Thursday, April 30, 2009

Doctoring Online

This is a very interesting concept. It's a service that allows you to mostly connect with your doctor online through video chat, IM, and email after an initial face-to-face office visit. I think it's a great idea for simple problems that people have that can be diagnosed over the phone or email. I think it breaks apart when a patient comes in with more complex problems or health issues, making a good physical exam necessary. Then you need an actual doctor's appointment, just like with any other private practice.

Thursday, April 23, 2009

Perspective on Costs

I hear arguments or complaints all the time about how we're denying so many people health care because "an insurance company won't pay for it" or "it's too expensive for them to cover it". For example, many times, patients and their families (and their doctors) will fight with insurance companies to get them a really expensive treatment or get an exception to get a certain patient a treatment that usually the insurance company would not approve, either because it's too expensive or isn't indicated. While I'm the last one to support the insurance companies and I think they could be doing a lot more to cut costs and provide more and better health care, I think that many people are lacking perspective about this topic.

I don't think anyone would disagree with the statement that the budget for healthcare is limited. We can't spend all the money we want to save everyone in the world. In the US I think this is often not understood well because we have a relatively wealthy country, but it 3rd world countries, like many in Africa, or in countries that have 3rd world elements (like India or China), this is readily apparent.

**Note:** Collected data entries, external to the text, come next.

PR #2002, opened 2023-04-12
Propagate exception message to propose_downstream logs

### LINKED ISSUE #1953: Always show the reason of failure in sync release jobs' logs
When the `propose-downstream` or `pull-from-upstream` fail, it should be easy for user to understand why. Depending where in the code the syncing fails, sometimes the actual error/exception is not present in the final logs shown in the dashboard. For propose-downstream, we at least show this in the check runs, but for pull-from-upstream the dashboard logs are the main source of information for user.
It looks like the problem is that the logs are collected only from `packit` ([related code](https://github.com/packit/packit-service/blob/2879822f3ea5372c07550341989eada19514ec2c/packit_service/worker/handlers/distgit.py#L341)), so if we catch the exception in `packit_service` and log it in the packit_service code, it is not also shown in dashboard.

Examples:
- https://dashboard.packit.dev/results/pull-from-upstream/1856 (the reason here was not existing tag)
- https://dashboard.packit.dev/results/propose-downstream/1834

nforro:
There is another case of failed `propose_downstream` with no error message in the logs:
https://dashboard.packit.dev/results/propose-downstream/2152

This ensures that any exception raised during `sync_release()` is logged.

Fixes #1953.

I'm not sure if I should also revert https://github.com/packit/packit/commit/1ed4f97292ccf316db037b8cc795c8e8efb3a5fe (to prevent the error from being logged twice).

### DIFF
--- a/packit_service/worker/handlers/distgit.py
+++ b/packit_service/worker/handlers/distgit.py
@@ -325,6 +325,8 @@ class AbstractSyncReleaseHandler(
             raise
         except Exception as ex:
             logger.debug(f"{self.sync_release_job_type} failed: {ex}")
+            # make sure exception message is propagated to the logs
+            logging.getLogger("packit").error(str(ex))
             # eat the exception and continue with the execution
             self.sync_release_helper.report_status_for_branch(
                 branch=branch,


majamassarini (approved):
Thanks!

lbarcziova (approved):
this should fix #1953 , right?

as for logging twice, is that the only place where this could happen?

nforro:
> this should fix #1953 , right?

Yes, it seems so, I'll link it.

> as for logging twice, is that the only place where this could happen?

I'm not sure. I'm only aware of that one instance because it was me who introduced it, but there could be more instances of exceptions being raised only after logging the error.

lbarcziova:
But since for Packit CLI users, it can be still useful, I would probably leave it as it is; having the message there twice is still a better UX than not having it at all. Thanks for taking care of this!

PR #2015, opened 2023-04-19
Unify checking of the trigger branch name in build and test handlers

### LINKED ISSUE #1981: Bug: test jobs are not filtered by trigger/branch
# Why is this a bug?

Lets consider the following configuration:
```yaml
jobs:
  - job: tests
    trigger: pull_request
  - job: copr_build
    trigger: pull_request
    project: CI
  - job: tests
    trigger: commit
    branch: main
  - job: copr_build
    trigger: commit
    branch: main
    project: nightly
  - job: copr_build
    trigger: release
    project: releases
```

Here `copr_build.commit` is only triggered on branch `main` which is only intended for actual nightly releases. There you also want to check if the nightly release is functional, e.g. after a PR is merged. So far so good. Then you also have a PR workflow that pushes to a separate project so that it doesn't interfere with the nightly builds, so you also include a test job for PR, and that works all fine.

The issue appears when you combine them and you are working on the same repository and not a fork. Because `tests.commit` is not filtered by branch (or trigger apparently), it always requests a test job on pushes to e.g. `fix/issue23` (and waits indefinitely). It pollutes the commit status, but that is not the main issue. The issue is when you then do a PR. Because the `test.commit` jobs are waiting for a `copr_build.commit` which is never executed, the CI checks never finish, and if the branch is protected, you cannot merge without force.

lbarcziova:
When the trigger type of the configured job is a commit, for builds and tests we additionally need to check whether the branch name from the trigger matches. Before the change, this was done only in Copr and Koji build handler pre-checks: unify the method that checks the match and use it also in TF handler pre-check.

Fixes #1981

TODO:

---

RELEASE NOTES BEGIN
When reacting to branch pushes, Packit now correctly checks whether the branch name matches the configuration for the test jobs with configured `commit` trigger.
RELEASE NOTES END

### DIFF
--- a/packit_service/worker/checker/copr.py
+++ b/packit_service/worker/checker/copr.py
@@ -2,27 +2,31 @@
 # SPDX-License-Identifier: MIT
 
 import logging
-import re
 
-from packit_service.worker.checker.abstract import ActorChecker, Checker
-from packit_service.worker.events.enums import GitlabEventAction
+from packit_service.constants import (
+    INTERNAL_TF_BUILDS_AND_TESTS_NOT_ALLOWED,
+)
+from packit_service.worker.checker.abstract import (
+    ActorChecker,
+    Checker,
+)
 from packit_service.worker.events import (
     MergeRequestGitlabEvent,
-    PushGitHubEvent,
-    PushGitlabEvent,
-    PushPagureEvent,
 )
+from packit_service.worker.events.enums import GitlabEventAction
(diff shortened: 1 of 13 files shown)


lbarcziova:
@lachmanfrantisek  it is a good point and initially, I wanted to do this when obtaining the matching handlers... but then I realised that we also have the `commit` trigger for downstream Koji builds and Bodhi updates and there we do not check the `branch`, therefore I left it handler-specific

PR #2024, opened 2023-04-27
fix: mention proper permission level and login for GitLab

mfocko:
When creating commit statuses to GitLab, Packit needs to have Developer permissions to create them. Also add a proper login instead of the generic “author of the comment”.

### DIFF
--- a/packit_service/worker/helpers/job_helper.py
+++ b/packit_service/worker/helpers/job_helper.py
@@ -181,14 +181,15 @@ class BaseJobHelper:
         so we can extend it in subclasses easily.
         """
         if self.is_gitlab_instance and not self.is_reporting_allowed:
+            login = self.project.service.user.get_username()
             description = (
-                f"{description}\n\n---\nPackit-User does not have access to the "
+                f"{description}\n\n---\nPackit does not have access to the "
                 "source project (=usually author's fork of the project). "
                 "(This is only about the representation of the results. "
                 "Packit is still able to do its job without having the permissions.)\n\n"
                 "*In case you wish to receive commit statuses instead of comments, please "
-                "add login of the author of this comment to your fork with a role "
-                "`Reporter`.*"
+                f"add {login} to your fork with a role `Developer`.*"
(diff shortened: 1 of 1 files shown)


packit_service/worker/helpers/job_helper.py
```diff
@@ -165,14 +165,14 @@ def _report(
...
             description = (
-                f"{description}\n\n---\nPackit-User does not have access to the "
+                f"{description}\n\n---\nPackit does not have access to the "
                 "source project (=usually author's fork of the project). "
                 "(This is only about the representation of the results. "
                 "Packit is still able to do its job without having the permissions.)\n\n"
                 "*In case you wish to receive commit statuses instead of comments, please "
-                "add login of the author of this comment to your fork with a role "
-                "`Reporter`.*"
+                f"add {login} to your fork with a role `Developer`.*"
```
lbarcziova, line 175: would it make sense to link https://docs.gitlab.com/ee/user/permissions.html here and in the issue as well?

mfocko: I think it would be ideal to link our own docs… The fact that there are:

* Developer
* Reporter
* Maintainer

present basically means that we're not capable of keeping it in sync during “smallish” changes :D And it's definitely not an issue of the TODO list in PRs, cause I had problems “grepping” through the service code to find this hunk on which we're discussing right now :D I knew that we add this footer to the commit comments, but no keywords found it for me

lbarcziova: ok, then we should fix our docs and link them here, right?

lbarcziova: just going through the opened PRs and noticed this got forgotten, so what should we do here?

mfocko: I would avoid as much details as possible and just link the docs, which I think you have already updated?

lbarcziova: no, I did not touch the docs related to this PR

lbarcziova (approved):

When someone or a group of patients can't get a treatment because it's too expensive, many people react with indignance and outrage. While I certainly understand this sentiment, and probably would feel it myself if I or one of my family were the patient, there's another side to the story... By providing that one patient (or group of patients) with that expensive treatment, you are essentially denying health care to another group of patients. Just take for example that a treatment costs $100,000 per patient to save their life. Of course you can't put a $ value on a life, but say that $100,000 could be spent on 100 other people to treat something else to save their lives. Or maybe to, say, treat their hypertension and prolong their lives for 20 years each. It's hard to say which is the right way to go, but personally, I think it should be spent for the greater good.

Tuesday, April 21, 2009

Personality

Personality plays a large role in many different careers - it's no difference in the medical world. If you have a good personality, patients often like you better and think you're a better doctor. Similarly, if other medical colleagues get along with you well, they usually think more highly of you as a clinician. This all leads to more referrals, by patients and doctors alike. I think personality is supremely important in a doctor, and certainly is part of being a good doctor - you don't want a clinician who is callous or unfeeling, or someone who does not deliver bad news well.

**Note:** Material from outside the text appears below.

PR #2037, opened 2023-05-05
Sentry: Set-up Transactions/Performance

jpopelka:
Setting the traces sampler seems to be all we need to see the Transactions/Performance.

* https://docs.sentry.io/platforms/python/performance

However, personality is not everything. I think many good clinicians often lack in the personality area, or at least the empathy/sympathy area simply because they are too busy. And unfortunately, many times patients will label them as bad doctors because they don't like their attitude or the way they present themselves. I think that's totally valid, but I also think sometimes patients may be losing out on very good care because they may be too demanding and not understanding enough of their doctors.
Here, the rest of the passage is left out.